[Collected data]
PR #7734, opened 2024-11-01
.cut (Dr Halo) reading when run count in header

richard-smith-preservica:
### Prerequisites

### Description

When reading a .cut file where the run counts for a row are all together (RunCount > 0x80), the EncodedByte isn't decremented correctly.

By comparison with the working IM6 code (https://github.com/ImageMagick/ImageMagick6/blob/main/coders/cut.c#407), this is supposed to decrement by i+1, but the change to introduce the cast changed the precedence.

### DIFF
--- a/coders/cut.c
+++ b/coders/cut.c
@@ -384,7 +384,7 @@ static Image *ReadCUTImage(const ImageInfo *image_info,ExceptionInfo *exception)
       if (offset < 0)
         ThrowCUTReaderException(CorruptImageError,"ImproperImageHeader");
       if(EOFBlob(image) != MagickFalse) goto CUT_KO;  /*wrong data*/
-      EncodedByte=(size_t) ((ssize_t) EncodedByte-i+1);
+      EncodedByte=(size_t) ((ssize_t) EncodedByte-(i+1));
       ldblk+=(ssize_t) RunCountMasked;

> Directions
Copy out the lines above that hold the string "coders".

> Solved exercise
By comparison with the working IM6 code (https://github.com/ImageMagick/ImageMagick6/blob/main/coders/cut.c#407), this is supposed to decrement by i+1, but the change to introduce the cast changed the precedence.
--- a/coders/cut.c
+++ b/coders/cut.c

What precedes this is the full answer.